[[ MATERIAL FOR THIS EXERCISE open ]]
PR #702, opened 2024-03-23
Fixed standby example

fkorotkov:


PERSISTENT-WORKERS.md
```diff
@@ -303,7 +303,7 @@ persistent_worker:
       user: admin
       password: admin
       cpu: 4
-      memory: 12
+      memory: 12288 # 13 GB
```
[[ MATERIAL FOR THIS EXERCISE closed ]]
[[ MATERIAL FOR THIS EXERCISE open ]]
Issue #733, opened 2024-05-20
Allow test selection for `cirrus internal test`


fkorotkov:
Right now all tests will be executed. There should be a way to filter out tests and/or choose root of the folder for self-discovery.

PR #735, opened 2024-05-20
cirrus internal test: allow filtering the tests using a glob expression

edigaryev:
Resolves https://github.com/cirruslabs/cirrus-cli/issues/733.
[[ MATERIAL FOR THIS EXERCISE closed ]]
- **HOW TO COMPLETE THIS TASK**
Where a line of the listing holds the string "opened", copy that line.

- **ANSWER TO THIS TASK**
PR #702, opened 2024-03-23
Issue #733, opened 2024-05-20
PR #735, opened 2024-05-20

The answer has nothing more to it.